I had the pleasure of being part of Pearson Canada’s Accessibility Awareness Day on May 17th. Along with the VP, Digital Studio and Manager, Content Development, Higher Education, we showed videos demonstrating attitudinal barriers and perspectives from members of the disability community. The videos ranged from lighthearted to informative and included:
- Robot Army Productions – Jeremy the Dud (Trailer)
- Stella Young – I’m Not Your Inspiration, Thank You Very Much (TEDxSydney)
- David Berman – Web Accessibility Matters: Why Should We Care
- Web AIM – Experiences of Students with Disabilities
- Rhett & Link – Caption Fail: Jamaican Vacation Hoax
Once the videos played, we invited staff to participate in a few activities using low-vision simulation goggles, borrowed from Mohawk College. Activities included discerning puzzle pieces, counting change and reading text at different font sizes, all while wearing the goggles. I also shared samples of printed Braille materials and general facts on vision loss (from the CNIB).

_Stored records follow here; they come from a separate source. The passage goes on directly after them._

PR #5303, opened 2026-01-04
Improvement: IBFlex stricter security matching

### LINKED ISSUE #4700: Import IBKR, multiple currencies - the same security, cash
**Describe the bug**
The IBKR XML report contains both GOOG (USD) and ABEC (EUR), NVDA (USD) and NVD (EUR). I imported the file twice - First for EUR transactions. And second for USD transactions. During the first import, securities ABEC and NVD are created.

During the second import, securities GOOG and NVDA are not imported, because it is assumed that they are duplicates. The related transactions are not imported also.

In the import window, there is a good error message, but it is hidden because there are multiple warnings (like "transaction X in EUR/USD will not be imported to account USD/EUR"). Good, the positions are open and it was easy to notice that number of shares is wrong.

**Expected behavior**
During the second import there is appropriate error message.
Manually I am able to duplicated securities ABEC and VND.
Then I adjusted currency and symbol:
```
ABEC (EUR) to GOOG (USD)
NVD (EUR) to NVDA (USD)
```
After this manual fix, all transactions was imported properly.

**Screenshots**
Here extract from IBKR XML file:
```
<SecurityInfo currency="EUR" assetCategory="STK" subCategory="COMMON" symbol="ABEC" description="ALPHABET INC-CL C" conid="(digits 1)" securityID="US02079K1079" securityIDType="ISIN" cusip="" isin="US02079K1079" figi="(letters 1)" listingExchange="IBIS" underlyingConid="" underlyingSymbol="ABEC" underlyingSecurityID="" underlyingListingExchange="" issuer="" issuerCountryCode="US" multiplier="1" strike="" expiry="" putCall="" principalAdjustFactor="" maturity="" issueDate="" underlyingCategory="" settlementPolicyMethod="" code="" serialNumber="" deliveryType="" commodityType="" fineness="0.0" weight="0.0" />
<SecurityInfo currency="USD" assetCategory="STK" subCategory="COMMON" symbol="GOOG" description="ALPHABET INC-CL C" conid="(digits 2)" securityID="US02079K1079" securityIDType="ISIN" cusip="02079K107" isin="US02079K1079" figi="(letters 2)" listingExchange="NASDAQ" underlyingConid="" underlyingSymbol="GOOG" underlyingSecurityID="" underlyingListingExchange="" issuer="" issuerCountryCode="US" multiplier="1" strike="" expiry="" putCall="" principalAdjustFactor="" maturity="" issueDate="" underlyingCategory="" settlementPolicyMethod="" code="" serialNumber="" deliveryType="" commodityType="" fineness="0.0" weight="0.0" />

<SecurityInfo currency="EUR" assetCategory="STK" subCategory="COMMON" symbol="NVD" description="NVIDIA CORP" conid="(digits 3)" securityID="US67066G1040" securityIDType="ISIN" cusip="" isin="US67066G1040" figi="(letters 3)" listingExchange="IBIS" underlyingConid="" underlyingSymbol="NVD" underlyingSecurityID="" underlyingListingExchange="" issuer="" issuerCountryCode="US" multiplier="1" strike="" expiry="" putCall="" principalAdjustFactor="" maturity="" issueDate="" underlyingCategory="" settlementPolicyMethod="" code="" serialNumber="" deliveryType="" commodityType="" fineness="0.0" weight="0.0" />
<SecurityInfo currency="USD" assetCategory="STK" subCategory="COMMON" symbol="NVDA" description="NVIDIA CORP" conid="(digits 4)" securityID="US67066G1040" securityIDType="ISIN" cusip="67066G104" isin="US67066G1040" figi="(letters 4)" listingExchange="NASDAQ" underlyingConid="" underlyingSymbol="NVDA" underlyingSecurityID="" underlyingListingExchange="" issuer="" issuerCountryCode="US" multiplier="1" strike="" expiry="" putCall="" principalAdjustFactor="" maturity="" issueDate="" underlyingCategory="" settlementPolicyMethod="" code="" serialNumber="" deliveryType="" commodityType="" fineness="0.0" weight="0.0" />
```

 - OS: Linux, Debian 12
 - Portfolio Performance Version 0.76.1

georgemac-labs:
**Note: depends on #5292**

When importing from IBKR, I have had some issues with transactions being matched to the wrong securities.

The importer currently starts with CONID, which is good, as it’s closest to universal and unambiguous. However, if that fails, it falls back to ISIN, and then symbol, which are ambiguous identifiers. The following scenarios are considered a match:
- Same ISIN, even if there’s a currency mismatch (this looks like a different trading line of the security e.g. EQQQ.F vs EQQQ.L)
- Same symbol, even if there’s an ISIN mismatch (this looks like a completely different instrument!)
- Same symbol, even if there’s a currency mismatch (could be either of the above)

This PR tightens the rules as follows:
- If an ISIN is stored for a security, it must match the import transaction. If it doesn’t, it’s not a match, and a new security should be created.
- If the transaction is a trade, currency must match the stored security. If it doesn’t, it’s not a match, and a new security should be created. Caveat: this rule does not apply for dividends, as those are not always paid in the listing currency.
- The currency checks build on previous PRs[^1] and recognise that the currency does match even if there is a mix of major and minor units (important because e.g. IB Flex reports can use GBP values for GBX listed securities)

Note: I amended the existing unit test, because it contained a trade and a dividend payment where the symbols matched but the CONIDs did not. I traced the origin of the test data and it seems the dividend payment is copied from a different security: https://github.com/portfolio-performance/portfolio/pull/812#issuecomment-340785116, so it doesn't tell us anything about real IBKR data. I only have my personal data to go on, but it's almost 9000 records, and I have zero cases where a CashTransaction has a different CONID from the associated Trade. Thus: I'm working with the assumption that they should always match.

These rules make sense to me, but I may have overlooked some facts and – as always – I’m happy to hear feedback.

Closes: #4700

[^1]: #5291 
#5292


name.abuchen.portfolio/src/name/abuchen/portfolio/datatransfer/ibflex/IBFlexStatementExtractor.java
```diff
@@ -1199,11 +1220,13 @@ public void addError(Exception e)
          * Looks up a Security in the model or creates a new one if it does not yet exist.
          * It uses the IB ContractID (conID) for the WKN, tries to degrade if conID or ISIN are not available.
          *
-         * @param element   The XML element containing information about the security.
-         * @param doCreate  A flag indicating whether to create a new Security if not found.
-         * @return          The found or created Security object.
+         * @param element              The XML element containing information about the security.
+         * @param doCreate             A flag indicating whether to create a new Security if not found.
+         * @param strictCurrencyMatch  If true (for trades), only match on ISIN if currency also matches.
+         *                             If false (for dividends), allow ISIN match regardless of currency.
```
buchen, line 1226: What is the rationale between separating the instrument matching whether it is a trade (purchase, sale) or a dividend transactions?

Wouldn't we get mismatches? Say a purchase creates a new security (strict match) but the corresponding dividend than is matched to the previous instrument (because it is not strictly matching).

name.abuchen.portfolio/src/name/abuchen/portfolio/datatransfer/ibflex/IBFlexStatementExtractor.java
```diff
@@ -1276,18 +1300,36 @@ private Security getOrCreateSecurity(Element element, boolean doCreate)
                     return security;
 
                 if (!isin.isEmpty() && isin.equals(security.getIsin()))
-                    if (currency.equals(security.getCurrencyCode()))
+                    if (isCurrencyCompatible(currency, security.getCurrencyCode()))
```
buchen, line 1303: I get that point (and I understand this has nothing to do with the strict mode). I am just wondering if we take the use of the FixedEchangeRateProvider a little to far. The user could still have a DEM instrument, but I am not sure if he wants to use that instead of the creating a new EUR instrument. Maybe GBX and GBP is a special case because apparently it used interchangeably.

buchen (commented):
let's wait for the other pull request to conclude - this one is independent but sits on top of the other pull request.

The checks wether CONID or ISIN conflict if the ticker is present make sense to me.

name.abuchen.portfolio/src/name/abuchen/portfolio/datatransfer/ibflex/IBFlexStatementExtractor.java
georgemac-labs: I will need to look at this, but I'd say the data modelling is fundamentally a bit off. GBP and GBX are not two currencies – they are two units of the same, like Euros and Euro cents. Their relationship is quite different from DEM and EUR. But I didn't even consider opening that can of worms!

name.abuchen.portfolio/src/name/abuchen/portfolio/datatransfer/ibflex/IBFlexStatementExtractor.java
georgemac-labs: Trades are treated differently because the currency should always match. If it doesn't, you can be sure that should be a different security in PP.

With dividends, you don't know, because they are sometimes not paid in the listing currency. Currency mismatch is not evidence for creating a security.

And yes, you can have a mismatch. Real-world example: you have EQQQ.F (EUR) and EQQQ.L (GBP) and both pay a dividend in USD. You don't have the CONIDs stored in the WKD field. Both have the same ISIN. Currency doesn't match, but that proves nothing. Where do you assign the dividend? Currently impossible to say.

You could try to solve this using the CashTransaction's listingExchange attribute, but I think that would be more complexity, a pain to maintain (mapping table with exchange codes) and still imperfect – and all that for an edge-case.

I ignored this case, because it's not easy to get into this situation. You need to:
- Own the same instrument in multiple currencies AND
- Receive a third-currency dividend AND
- Not have the CONIDs saved

... although the joke is – that's exactly what happened to me.

Really, if you're doing non-trivial stuff with IBKR, you want CONIDs saved for all securities. And I think the IBFlex importer is getting more powerful and accurate, so in the future that should be the norm. I only ended up with securities without CONIDs due to importer issues.

buchen: Fair. I am wondering if the user will understand the subtle difference between matching trades and dividends. I would think it is easier if it is one algorithm - and if it mixes it up, fix the meta data once and for all.

And if a new instrument is created, the user could still choose to apply them to an existing instrument:
 
Bildschirmfoto 2026-01-05 um 20 22 00

georgemac-labs: Coming back to this now the parent commit has been merged...

I don't really agree on this point because I don't think the user is thinking in depth about the logic. And I think this approach will produce the right result more often than the alternative. However, it's not a hill I would die on, and it makes the code is more complex. Don't mind dropping it.

name.abuchen.portfolio/src/name/abuchen/portfolio/datatransfer/ibflex/IBFlexStatementExtractor.java
georgemac-labs: ... I would say this has been clarified in the meantime? Solution for GBP/GBX et al in IBFlex is in https://github.com/portfolio-performance/portfolio/commit/8319a8659beb5b15ea64678fd5e18ac40c77540d

name.abuchen.portfolio/src/name/abuchen/portfolio/datatransfer/ibflex/IBFlexStatementExtractor.java
georgemac-labs: Here's an alternative proposal, please let me know if you agree and I will implement.

- Match on:
  - conid (no currency check — dividends can be in a non-base currency)
  else
  - ISIN (disambiguate by currency if multiple match)
  else
  - symbol (disambiguate by currency if multiple match)
- If the chosen identifier matches more than one security after currency disambiguation, use the first match and emit a warning that there is ambiguity
- Same rules for all transaction types — no dividend/trade distinction

Nirus2000:
The improvement — stricter security matching rules for IBFlex imports — is well-motivated and addresses real-world mismatches (ISIN with currency mismatch, symbol with ISIN conflict). @buchen acknowledged the CONID/ISIN conflict checks as sensible.
However, the PR stalled for two reasons:

Open design question: @buchen suggested preferring a single unified matching algorithm over separate logic for trades vs. dividends, to avoid confusing users. This was never addressed.
Dependency on #5292: The PR sits on top of that one and was explicitly put on hold until it concluded. It is unclear whether #5292 has since been merged and whether this PR was ever rebased.

If someone wants to revive this, please open a new pull request that:

Rebases cleanly on the current master
Addresses the unified-algorithm concern raised by @buchen
Revisits the dividend vs. trade matching distinction with a clear rationale or simplification

Thank you to @georgemac-labs for the thorough analysis of the matching edge cases and for taking the time to contribute. The problem is real, the approach is sound — it just needs someone to pick it up and carry it over the finish line.

georgemac-labs:
@Nirus2000 I find this frustrating. I put a good amount of work into this PR and I think I responded to all the feedback. It is not inactive because of me, but because I'm waiting for an answer to my [proposal](https://github.com/portfolio-performance/portfolio/pull/5303#discussion_r3236360241), which was indeed for a different matching algorithm, based on @buchen's comments.

Please point me to the question you believe was unanswered.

— Aiann Oishi (@aiannoishi) May 17, 2018
Everything in Context
Before I began the activity, I was careful to reiterate that the goggles were simply simulators and would never be an accurate representation of a person’s experience with vision loss. I was aware that there had been an ongoing discussion about the potential harmful effects of vision simulators. Research had shown the goggles could reinforce fears and poor attitudes about living with a disability. I agree that, without proper guidance, the goggles could become a meaningless, “let’s pretend” activity. It’s easy to put the goggles on, knowing they could be easily removed when a task becomes a challenge.
In one activity, most participants could comfortably count the correct change when asked when given a reasonable amount of time. I acknowledged that in some situations, you wouldn’t have 10-15 minutes. Whether it was boarding a crowded bus or checking out in a busy grocery store, the environment had a big impact on the experience. Factors like muscle memory, availability of support (i.e. friends and family) and familiarity with the environment (i.e. noise, room layout) all take a part.
While the simulation was well-received by staff, I especially enjoyed the discussions that came up afterwards. I was keen on providing a safe space where participants could ask questions and engage with each other. I remember how our professor for the Diversity Perspectives course, Lianne Fisher had done something similar. I do hope the day was meaningful for Pearson Canada and that they will continue to host an Accessibility Awareness Day every year.